Nordlander rejected this claim, saying recycling can complement re-use. “It’s not either recycling or re-use – it’s both.”

‘Renewability’

For Nordlander, a long-term solution to address the environmental issues of packaging is to promote the use of renewable materials – like forest fibre.

Unlike metal or plastic, paper is made from a renewable resource, he remarked, saying this should be recognised in the EU’s packaging directive as one of the key drivers of sustainability.

“If we’re really serious about keeping the fossils in the ground, renewability is a fundamental issue,” he said.

Piotr Barczak agreed that renewability needs to be included among the range of attributes to consider when evaluating the sustainability of packaging.

“I would give points for renewability when it comes to EPR modulation,” Barczak said referring to Extended Producer Responsibility schemes that make packaging manufacturers pay for waste collection and recycling schemes.

“We want to break away from fossil fuels and fossil materials – absolutely. But the notion of sufficiency is also important,” he added, drawing parallels with biofuels and biomass, which can cause environmental problems related to pesticides use, land displacement, soil degradation, or biodiversity loss.
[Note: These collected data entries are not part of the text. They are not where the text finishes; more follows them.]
PR #1113, opened 2022-05-14
Paginator.js migrated to Paginator.ts

TDP17:
index.d.ts was added for the library **cli-width** which does not provide types (no @types/cli-width package present either). 
Not sure if this is the way to go.

Looking for feedback on this, so I can start migrating other files too. Thanks.

PS - While tinkering with files with export, building with tsc packages/core/src/lib/key.ts and running node packages/core/src/lib/key.js throws 
`exports.__esModule = true;`
`ReferenceError: exports is not defined`
Any idea on how I should go about tackling this (or ignoring it)?

### DIFF
--- a/packages/core/src/lib/Paginator.ts
+++ b/packages/core/src/lib/Paginator.ts
@@ -1,3 +1,4 @@
+import * as readline from 'readline';
 import chalk from 'chalk';
 import cliWidth from 'cli-width';
 import { breakLines } from './utils';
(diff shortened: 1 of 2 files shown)


SBoudrias:
> `ReferenceError: exports is not defined`

Looks like it tries to compile to commonjs instead of esm modules. Might be a bundle misconfiguration.

The branch looks good, thanks! For the missing module types, I think that's correct. Maybe one day we send PRs to add type defs to DefitinivelyTyped - but those aren't used much. I'm fine them being `any` while we migrate.

Issue #1101, opened 2022-04-13
Refactor to TypeScript


Exortions:
Refactoring the codebase to TypeScript in my opinion would have a few advantages:

  1. Much easier to understand how things work for new/aspiring contributors
  2. Because TypeScript compiles to minified JavaScript, the bundle size for users would be smaller, and run times would be faster.
  3. Overall, it's just a good idea as Types add a lot of functionality to JavaScript.

Of course, I understand if TypeScript isn't your thing, but if it is, I'd be happy to make a PR for at least some (if not most) of the packages.

SBoudrias:
I'm happy to review PRs starting on the new packages. I wanted to add TS, just doesn't have the time.

denik1981:
With a progressive strategy and a nice roadmap, this could be done.

SBoudrias:
The first stab is launched over https://github.com/SBoudrias/Inquirer.js/pull/1112 - there's a fair amount of work, but I explained which files to focus on there. We can do them one by one!

Exortions:
Yep, you should create a new branch for TypeScript.

Exortions:
Nevermind, looks like you already did 😅

Exortions:
@SBoudrias I'll be working on packages/core/src/lib/screen-manager.js.

TDP17:
@SBoudrias I'd like to help migrate the other packages. Can I work on @inquirer/password and @inquirer/select and others if they are free as well?

I'll take @inquirer/checkbox as a reference

SBoudrias:
@TDP17 that'd be great! I'll leave you those for a week, feel free to send an incomplete PR if you get stuck somewhere; that way I'll know the progress and can help take the branch over if I want to wrap this up sooner 😄

mokkabonna:
If I want to convert my plugin to typescript https://github.com/mokkabonna/inquirer-autocomplete-prompt is the approach here the way to go? Import from @inquirer/core and use the createprompt?

```ts
type SelectConfig = AsyncPromptConfig & {
  choices: { value: string; name?: string; description?: string; disabled?: boolean }[];
  pageSize?: number;
};

export default createPrompt<string, SelectConfig>((config, done) => {
```

SBoudrias:
Hey @mokkabonna, yes that'd be the ideal. One thing to note is that afterward your custom prompt will be usable standalone (which I think overall is better.)

[...]

PR #1130, opened 2022-06-20
Migrate @inquirer/input & @inquirer/password to TS

TDP17:
Broken PR with reference to https://github.com/SBoudrias/Inquirer.js/issues/1101#issuecomment-1160453317 :p

A few questions/issues I had -
- In index.ts, I've created a PasswordConfig, should this be a base type for all configs and used via Partial<Config> for all packages configs?
- On https://www.npmjs.com/package/@inquirer/password Mask is a boolean but the correct type seems to be string 
- Could not test since `Could not find a declaration file for module '@inquirer/input'`. Any workarounds for this? From what I understand I might need to fix ts errors in all packages before I can run tests


SBoudrias:
> Mask is a boolean but the correct type seems to be string

That's correct, it's the string of the character used to mask the characters. I forgot the exact details, but maybe `false` is also a valid value that'll just not mask the character and let the user write a blank password.

> Could not test since Could not find a declaration file for module '@inquirer/input'. Any workarounds for this? From what I understand I might need to fix ts errors in all packages before I can run tests

Ahhh! I didn't think about this, but the password prompt is a special case since it wraps the input prompt 🤦🏻 You'll need to migrate `input` first for this to work.

packages/password/src/index.ts
```diff
@@ -1,7 +1,18 @@
 import input from '@inquirer/input';
 import chalk from 'chalk';
 
-export default (config, ...args) => {
+type PasswordConfig = {
```
SBoudrias, line 4: To answer the other question from your post, I think this should become something like

```ts
type PasswordConfig = InputConfig & { ... };
```

Once the input prompt is migrated, we should export (or extract if possible) its config type and reuse it here since the password prompt is only a superset.

TDP17: Alright will do, would you like me to close this request and make a new one in a day or two?

TDP17:
Before I close this I had one issue which might concern the core packages

This is my type for inputconfig
```
type InputConfig = {
  message: string | Promise<string> | (() => Promise<string>);
  default?: string;
  transformer?: (value: string, { isFinal }: { isFinal: boolean }) => string;
  validate?: (value: string) => (boolean | string | Promise<string | boolean>);
};
```

Which leads to message types being incompatible
```
Type 'InputConfig' does not satisfy the constraint 'AsyncPromptConfig'.
  Types of property 'validate' are incompatible.
    Type '((value: string) => string | boolean | Promise<string | boolean>) | undefined' is not assignable to type '(() => boolean) | undefined'.
      Type '(value: string) => string | boolean | Promise<string | boolean>' is not assignable to type '() => boolean'.
```

**I have pushed this change on this PR itself for reference**, unsure what to do about this. Am I doing something wrong? From what I understand validate should be ` (string) => (boolean | string | Promise<string | boolean>)`

PS - 
I even tried setting config type directly with 
```
type InputConfig = AsyncPromptConfig & {
  message: string | (() => string | Promise<string>);
  default?: string;
  transformer?: (value: string, { isFinal }: { isFinal: boolean }) => string;
  validate?: (value: string) => (boolean | string | Promise<string | boolean>);
}
``` 
even with `Omit<AsyncPromptConfig>`, either the demo fails or ts errors

packages/password/src/index.ts
SBoudrias: Oh you can just update this branch I think. But up to you

SBoudrias:
Oh, seems like there might be a bug in the core type? I think you can modify `() => boolean` in the core.

TDP17:
@SBoudrias pinging for review, I think I've wrapped up most of core and password. 

While running yarn test I ran into, maybe this is the reason checks were running for 4 hours without resolution? (https://github.com/SBoudrias/Inquirer.js/pull/1130/checks)
image
I don't think this has anything to do with my changes. Might be something wrong with my local machine? lmk pl

Also I'm unsure on this ` const [errorMsg, setError] = useState<any>(null);`

Thanks :)

TDP17:
> Hum, this looks like eslint not realizing it's running for Node type environment and ESM... What command did you run exactly? Did you make sure to run `yarn install` at the root first?

I did, I'm running `yarn test` on root. I'll start afresh locally and check

TDP17:
Any updates on this?

Once you approve this I can move on to the other packages and hopefully port them all over the weekend on this PR itself

SBoudrias:
Hey @TDP17, sorry I assume it wasn't ready since CI failed. Looks like the UTs aren't running 🤔 There might be some syntax error throwing off jest

TDP17:
Hey thanks for the quick reply, it seems CI has been broken from commit b7a8faf1ef1c5085f1f85f4a119ea8cd26e236e4 in the same way. I originally thought it was due to `// @ts-expect-error broken type check from library` but not having this just throws an error. Let me know how to proceed and/or wait for the resolution of the issue

SBoudrias:
@TDP17 I'll try to take a look next weekend. I won't have time to dig before then :(

SBoudrias:
The branch was running fine locally, I'll merge and we can figure out Github action later 🤔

According to Barczak, sustainability points should also be given for other attributes of packaging, such as durability, non-toxic content, and recyclability. “Because even products coming from renewable sources can be non-recyclable,” he remarked.

In the European Commission too, officials recognise that renewability makes paper packaging stand out from the rest. But Cozigou said the sustainability assessment of packaging needs to consider many more factors, which makes life-cycle assessments particularly complex.

“It’s a difficult arbitration that has to be made between on the one hand the push for circularity, the fact that we want a lifecycle that is the cleanest possible, the fact that biomass needs to be encouraged versus fossil-based raw materials and also the fact that biodiversity policies must be conducted,” Cozigou said.

“We have to conduct all these policies in a coherent way, which is not always easy.”